# Wago DP Koppler 750... GSD/FW (S7-3002DP)



## Otto (8 April 2010)

Hallo Zusammen,

ich habe eine Frage zu den GSD Dateien der Wago Koppler. Bei der Installation der GSD Dateien gibt es die Auswahl zwischen Standard und Professional,
wo liegen die Unterschiede? Die GSD Dateien gibt es auch für verschiedene Firmwarestände, woher erfahre ich welche ich benötiege?

Gruß Otto


----------



## Onkel Dagobert (8 April 2010)

Hallo Otto,

der Firmwarestand ist in der Nummer auf dem kleinen Deckel an der Front des Kopplers enthalten. Bei der Professional-Version hat man mehr Möglichkeiten bei der Konfiguration, konkrete Einzelheiten dazu weiß ich in dem Falle leider auch nicht. In der Regel sollte die Standard-Version ausreichen.

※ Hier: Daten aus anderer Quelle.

PR #1171, opened 2020-03-04
Setting default values in JSON bodies is the default behaviour

p4l1ly:

 - JSON bodies' defaults could have been enforced using [this approach](https://github.com/zalando/connexion/tree/96bdcb010a4e5180c2bce18295e7b576c9c1ef0f/examples/swagger2/enforcedefaults). But why won't we make it implicit? Without any external "monkey patching"?

### DIFF
--- a/connexion/json_schema.py
+++ b/connexion/json_schema.py
@@ -1,4 +1,5 @@
 from copy import deepcopy
+import six
 
 from jsonschema import Draft4Validator, RefResolver, _utils
 from jsonschema.exceptions import RefResolutionError, ValidationError  # noqa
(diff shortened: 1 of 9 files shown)


carloscbl:
Hey, i just did manually this, and it is passing default values into PATCH request, the ones where it should be disabled, or i'm wrong?
you get body param filled with defaults instead only the flask request.data

p4l1ly:
@carloscbl thank you for reviewing. Why do we want to ignore filling defaults in PATCH? As for your second note, I was focusing primarily on openapi3 and aiohttp, so there may be something wrong for flask. I've however added some tests and they're passing. Could you please specify in more detail how did you tested it and what was wrong?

Eine Stolperfalle gibt es, zumindest wenn man die GSD'n über den normalen Step7-Weg in der HW-Konfig installiert. Wenn man das Installationstool von Wago verwendet, wird dies eventuell berücksichtigt. Und zwar muß man darauf achten dass der Parameter "Process Data Representation" auf das Motorola-Format gesetzt ist, siehe Abbildung.

Gruß, Onkel


----------



## IFATD (9 April 2010)

Nummerncode:

19 Kalenderwoche
02 Jahr
03 Softwareversion
04 Hardwareversion
03 Firmwareloaderversion
--
B 06 06 06 Interne Nummer


----------